[Provided records — start]

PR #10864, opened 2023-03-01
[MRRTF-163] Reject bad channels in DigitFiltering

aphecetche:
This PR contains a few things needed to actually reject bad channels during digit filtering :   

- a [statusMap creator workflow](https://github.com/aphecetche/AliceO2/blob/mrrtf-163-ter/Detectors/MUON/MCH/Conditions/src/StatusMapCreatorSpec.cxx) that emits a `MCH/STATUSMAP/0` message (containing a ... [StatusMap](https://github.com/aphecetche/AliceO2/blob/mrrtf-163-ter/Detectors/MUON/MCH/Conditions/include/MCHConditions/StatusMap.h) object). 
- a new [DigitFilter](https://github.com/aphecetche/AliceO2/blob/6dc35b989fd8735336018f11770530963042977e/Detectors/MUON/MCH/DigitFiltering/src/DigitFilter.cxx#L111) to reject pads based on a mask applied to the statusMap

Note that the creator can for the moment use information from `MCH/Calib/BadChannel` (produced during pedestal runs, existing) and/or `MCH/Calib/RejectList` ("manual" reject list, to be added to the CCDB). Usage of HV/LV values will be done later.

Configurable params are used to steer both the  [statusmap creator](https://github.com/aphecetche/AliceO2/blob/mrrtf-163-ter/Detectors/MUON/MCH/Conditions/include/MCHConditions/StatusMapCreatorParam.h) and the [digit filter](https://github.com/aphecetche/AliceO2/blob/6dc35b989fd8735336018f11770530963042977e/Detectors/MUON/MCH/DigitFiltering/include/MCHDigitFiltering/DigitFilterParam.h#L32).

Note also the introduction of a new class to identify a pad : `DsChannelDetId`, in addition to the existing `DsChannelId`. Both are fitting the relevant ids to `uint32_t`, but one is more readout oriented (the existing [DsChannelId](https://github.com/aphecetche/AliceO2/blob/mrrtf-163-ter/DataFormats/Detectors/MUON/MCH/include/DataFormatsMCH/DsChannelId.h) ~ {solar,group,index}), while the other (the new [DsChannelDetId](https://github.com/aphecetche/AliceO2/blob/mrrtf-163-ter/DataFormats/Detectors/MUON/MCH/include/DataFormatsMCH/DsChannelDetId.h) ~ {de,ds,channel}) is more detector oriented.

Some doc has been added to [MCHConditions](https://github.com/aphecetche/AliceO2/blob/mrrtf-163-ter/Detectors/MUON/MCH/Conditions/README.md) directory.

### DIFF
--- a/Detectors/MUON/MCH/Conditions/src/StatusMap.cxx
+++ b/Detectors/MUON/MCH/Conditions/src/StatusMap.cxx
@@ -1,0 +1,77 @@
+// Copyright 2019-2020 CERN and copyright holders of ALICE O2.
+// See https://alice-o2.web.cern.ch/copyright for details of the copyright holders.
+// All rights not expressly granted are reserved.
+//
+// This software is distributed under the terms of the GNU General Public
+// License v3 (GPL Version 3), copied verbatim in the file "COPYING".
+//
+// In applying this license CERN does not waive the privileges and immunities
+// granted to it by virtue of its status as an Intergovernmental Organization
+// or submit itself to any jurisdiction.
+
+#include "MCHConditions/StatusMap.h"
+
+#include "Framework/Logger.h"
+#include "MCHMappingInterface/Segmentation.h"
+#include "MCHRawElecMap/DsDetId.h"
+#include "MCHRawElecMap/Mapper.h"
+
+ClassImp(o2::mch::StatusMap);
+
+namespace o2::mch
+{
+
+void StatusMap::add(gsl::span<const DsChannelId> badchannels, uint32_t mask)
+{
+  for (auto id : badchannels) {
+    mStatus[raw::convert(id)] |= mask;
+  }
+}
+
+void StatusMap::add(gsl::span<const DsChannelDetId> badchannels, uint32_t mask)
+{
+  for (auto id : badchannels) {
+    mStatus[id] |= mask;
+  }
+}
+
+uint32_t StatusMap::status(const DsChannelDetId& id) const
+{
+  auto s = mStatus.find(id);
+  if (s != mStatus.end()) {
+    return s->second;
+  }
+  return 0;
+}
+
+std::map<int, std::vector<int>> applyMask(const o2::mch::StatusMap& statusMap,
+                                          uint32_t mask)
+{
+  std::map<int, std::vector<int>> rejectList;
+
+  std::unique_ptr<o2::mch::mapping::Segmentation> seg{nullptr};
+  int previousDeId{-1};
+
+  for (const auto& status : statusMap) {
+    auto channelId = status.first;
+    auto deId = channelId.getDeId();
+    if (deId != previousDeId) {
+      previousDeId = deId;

[Provided records — finish]
[Provided records — start]

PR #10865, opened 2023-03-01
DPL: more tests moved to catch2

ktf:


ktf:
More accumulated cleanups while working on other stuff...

[Provided records — finish]
[Provided records — start]

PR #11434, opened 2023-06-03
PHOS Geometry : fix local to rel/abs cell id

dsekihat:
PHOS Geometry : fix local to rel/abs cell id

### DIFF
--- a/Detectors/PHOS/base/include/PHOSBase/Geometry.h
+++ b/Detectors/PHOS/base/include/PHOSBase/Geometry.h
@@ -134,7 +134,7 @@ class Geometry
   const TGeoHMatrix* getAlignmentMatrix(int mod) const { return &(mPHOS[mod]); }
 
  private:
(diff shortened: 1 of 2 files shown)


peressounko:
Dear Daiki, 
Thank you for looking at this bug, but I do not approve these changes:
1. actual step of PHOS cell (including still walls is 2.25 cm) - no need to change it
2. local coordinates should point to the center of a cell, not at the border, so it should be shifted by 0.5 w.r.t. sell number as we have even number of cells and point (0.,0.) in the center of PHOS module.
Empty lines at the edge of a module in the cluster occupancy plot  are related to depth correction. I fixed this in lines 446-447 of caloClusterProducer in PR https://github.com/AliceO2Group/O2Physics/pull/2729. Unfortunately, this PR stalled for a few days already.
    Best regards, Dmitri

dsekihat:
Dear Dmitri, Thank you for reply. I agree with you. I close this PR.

[Provided records — finish]

**Problem**
In the listing above, locate the line with "PR #10864, opened 2023-03-01" and the line with "This PR contains", then extract exactly those lines and every line between them, and nothing more.

**Exercise solution**
PR #10864, opened 2023-03-01
[MRRTF-163] Reject bad channels in DigitFiltering

aphecetche:
This PR contains a few things needed to actually reject bad channels during digit filtering :   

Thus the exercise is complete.